I am trying to extract data from a bunch of PDFs files that I processed in DT3 with OCR. The files are essentially my downloaded credit card statements from the past few years.
I want to run an extract routine that pulls specific dates, vendor information, and charged amounts from each monthly statement and then makes that data available in an easy to read Numbers or Excel file.
I prefer Numbers because that is what I have installed, but if required I can get a copy of Excel to do this as well. Just wondering if there is an easy way to extract the data from the OCR documents so that I don’t have to manually cut and paste this from each PDF. I know I can search then and when I click on each of the search results it does pull up the PDF files with that data I am searching, like a specific Vendor name and it highlights it, but I am not clear on how to extract this information other than manually cutting and pasting it.
If you OCRd these statements: I doubt that extracting amounts, vendors etc can be done reliably. There’s no way to tell
if the OCR retrieved adjacent parts of the PDF as adjacent texts
if it even recognised all the information you need/want
Even if all that worked flawlessly: how would you go about telling any algorithm how to fish out vendor, date and amount data from the statements?
I don’t quite follow. The main point of Excel/Numbers and such is not “easy to read” but “calculation”. PDF is already ready to read, in my opinion.
In any case, that’s not an easy task, I think. What are the benefits of a Numbers version of you CC statements you’re looking for?
The main goal is to create a spreadsheet with each vendor that was paid, the date they were paid and the amount they were paid. It is multiple credit card statements over many years. The goal being to calculate in the end the total spend with each vendor on an annual basis and possibly to run several pivots against the data. For instance, once the data is extracted I could manually categorize each vendor into categories like restaurants, clothing, plumbing, auto and so forth and then would be able to run a pivot by month, year, category, or vendor to show totals where needed.
I am looking at some alternative applications right now like mac-pdf-converter which, I can purchase to do this, but was really hoping there were available routines within Devon or MacOS Automator to make this possible, but so far no luck with that.
As you have stated, I would need to develop an algorithm to look at each document, identify and extract the date of purchase, tell it to look for a vendor name following that and then look for the amount. Unfortunately, when using automator, the dates, the vendor names, and the amounts all end up in different locations in the resulting text or rich text documents. So, the data elements are in no way related to each other.
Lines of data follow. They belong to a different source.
PR #368, opened 2021-12-14
Pattern for catching errors in zod transform

exrhizo:
### Problem,
**If zod safeParseAsync encounters an error,** 
the async doesn't return and the form validation comes back undefined because it hangs in the recoil getter:
`const parsed = useRecoilValueLoadable(rParsed(instanceKey)).valueMaybe();`
is `undefined` and never reloads and doesn't show an error in the console.
( I didn't check if using try catch with regular parseAsync could be better, would require changing error handling)

**So the form shows up not valid, but without any field errors.**

Solution,
A wrapper that creates a refine and then a transform with the successful value.

### DIFF
--- a/src/forms/zTransformCatch.test.ts
+++ b/src/forms/zTransformCatch.test.ts
@@ -1,0 +1,40 @@
+import { z } from 'zod';
+
+import { waitSeconds } from 'utils';
+
+import { zTransformCatch, ZParseError } from './zTransformCatch';
+
+const NEG_ERROR_MESSAGE = 'Negative number';
+
+const schema = z.object({
+  x: z.number(),
+});
+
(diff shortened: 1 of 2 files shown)


levity:
Can you open a discussion issue in the zod repo about this? It seems strange to me that such an... involved... workaround would be necessary, so I'd be curious to know if the maintainer would have a suggestion for how to do this more idiomatically.

exrhizo:
I found a discussion thread in the repo and it hadn't been touched in a while, that is what motivated me to create this PR now, so that I could show the maintainer what crazy thing I had written to try and get this functionality.

https://github.com/colinhacks/zod/discussions/345

exrhizo:
Closing until this and we can revisit if the situation arises again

Hoping to find a better tool or option to do this.
This not a task for DEVONthink. If you are able to discern the pattern (and I fear this not a simple task), you could (or have someone) write in Python the code to do this. Python has terrific libraries for reading/writing PDF and Excel, and text searching. Relatively easy to get the PDF file in, and relatively easy to output to CSV or and Excel file, both of which are readable by Numbers. The hard part is to figure out the search pattern in each or all of the files. Perhaps better to do a one-time manual effort?